_Data for analysis_
PR #384, opened 2021-11-04
Fix restore of old version shallow backups

### LINKED ISSUE #379: Version 2.7.0 cannot restore shallow backups from before 2.4.2

1. Make a shallow backup with a version `<2.4.2`
2. Try to restore the backup with version `2.7.0`

The restore should succeed.

Although we haven't made a statement anywhere about mixing versions of backup and restore I think there is no real reason this shouldn't work and I could easily imagine a backup project running on a cron with an old version and not attempting to do a restore until it was really needed and grabbing the lasest version at the time. The failure mode was introduced in `2.7.0`.

### 3. What actually happened

The restore fails with: `ERROR: Error writing batch.` This happens because:
https://github.com/cloudant/couchbackup/blob/68c802b641673d0a29f560970fb70ce90e18cf56/includes/writer.js#L42
expects the empty array response of `new_edits: false` mode.
However, https://github.com/cloudant/couchbackup/blob/68c802b641673d0a29f560970fb70ce90e18cf56/includes/writer.js#L33
still toggles `new_edits:true` (note: the absense of the parameter gives the default `true`) based on whether there is any `_rev` info in the payload. It is worth noting that all backups produced after 2.4.2 include `_rev` info, but shallow backups created prior to `2.4.2` did not include `_rev` info.

We should either:
Toggle the response checking behaviour based on the `new_edits` parameter
or
Remove the toggle and document something about backup/restore version compatibility

Also the error message here at https://github.com/cloudant/couchbackup/blob/68c802b641673d0a29f560970fb70ce90e18cf56/includes/writer.js#L43  could probably do with a bit more information like indicating if the `result` was missing or non-empty - and potentially in the `new_edits:false` case extracting error responses from the set. (We might also want to consider checking for non `"ok":true` entries in the `new_edits:true` case, but I'm concerned that might have a significant impact on restore performance).

## Environment details
    > 2.7.0
- Node.js version
    > 12.22.7

ricellis:
## Checklist

## Description

Correct batch error check on restore of shallow backups created with versions <2.4.2

Fixes #379 

## Approach

Correct batch error check on restore wrriterr batch response to honour the `new_edits` toggle in the payload that could be triggered on by shallow backups that don't include rev info (i.e. those created with versions earlier than `2.4.2`).

## Schema & API Changes

- "No change"

## Security and Privacy

- "No change"

## Testing

- Added new tests:
    - `should restore shallow backups without rev info successfully` with fixture of a revisionless shallow backup

## Monitoring and Logging

- Augment the error message to make debugging slightly easier in the case of batch write errors.


includes/writer.js
```diff
@@ -32,15 +32,17 @@ module.exports = function(db, bufferSize, parallelism, ee) {
...
 
     if (!didError) {
       db.service.postBulkDocs({
         db: db.db,
         bulkDocs: payload
       }).then(response => {
-        if (!response.result || response.result.length > 0) {
-          throw new Error('Error writing batch.');
+        if (!response.result || (payload.new_edits === false && response.result.length > 0)) {
+          throw new Error(`Error writing batch with new_edits:${payload.new_edits !== false}` +
```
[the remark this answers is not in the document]
ricellis: Sure added in 1edf6cf76222d39af34a8ecc7227810f706b723b

includes/writer.js
```diff
@@ -32,15 +32,17 @@ module.exports = function(db, bufferSize, parallelism, ee) {
...
     }
 
     if (!didError) {
       db.service.postBulkDocs({
         db: db.db,
         bulkDocs: payload
       }).then(response => {
-        if (!response.result || response.result.length > 0) {
-          throw new Error('Error writing batch.');
+        if (!response.result || (payload.new_edits === false && response.result.length > 0)) {
```
mojito317, line 43: IMO a test case when payload does not have `new_edits` would fail here. Can this happen in practice?
E.g. the payload arrives without revs AND without the `new_edits` param?

You wrote in the issue description:
> It is worth noting that all backups produced after `2.4.2` include `_rev` info, but shallow backups created prior to `2.4.2` did not include `_rev` info.

ricellis: >a test case when payload does not have new_edits would fail here

fail the `if` check, or return the error?

>Can this happen in practice?
>E.g. the payload arrives without revs AND without the new_edits param?

yes, this is exactly what happens in a restore of a <2.4.2 shallow backup

The setting of the `new_edits` property is governed by the presence of `_rev` in the doc content of the backup (it's [line 33/34](https://github.com/cloudant/couchbackup/pull/384/files/1edf6cf76222d39af34a8ecc7227810f706b723b#diff-3b76bddc4e460cc434375132ce2fbdd645bc47451c2d93512bb00df275e60296R34))

This means that for backups without `_rev` info, `new_edits` is `undefined` and the restore has `new_edits=true` behaviour on the request.

That is the reason I used the check `payload.new_edits === false` and not `payload.new_edits` because the `undefined` `new_edits` state is _falsy_, but does not correspond to `new_edits=false` behaviour and in the `new_edits=true` (i.e. `undefined`) case we don't want to error if the array has content.

This is the behaviour I wanted:
| `payload.new_edits` | `new_edits` on request | should check array length=0 |
| --- | --- | --- |
| `false` | `false` | yes, expect empty array |
| `true` | `true` | no, expect array content (note we don't explcitly set `true`) |
| `undefined` | `true` | no, expect array content |

Do you think the code delivers that? Did I miss something?

mojito317: > fail the `if` check, or return the error?

Meanwhile, I realized Node has the type check (triple =s). I think I spent too much time in a Python environment lately huh? So basically if `payload.new_edits` is `undefined`, then `payload.new_edits === false` will be false, gotcha.

emlaver (approved):
looks good, thanks for adding the test

mojito317 (approved):
lgtm!

includes/writer.js
ricellis: np, thanks for being thorough better to double-check now than break later.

_What needs to be done_
For this task, write out exactly the lines of the entries above, starting at the line with "(note: the absense" and ending at the line with "Remove the toggle", both included, and no others.

_Answer_
still toggles `new_edits:true` (note: the absense of the parameter gives the default `true`) based on whether there is any `_rev` info in the payload. It is worth noting that all backups produced after 2.4.2 include `_rev` info, but shallow backups created prior to `2.4.2` did not include `_rev` info.

We should either:
Toggle the response checking behaviour based on the `new_edits` parameter
or
Remove the toggle and document something about backup/restore version compatibility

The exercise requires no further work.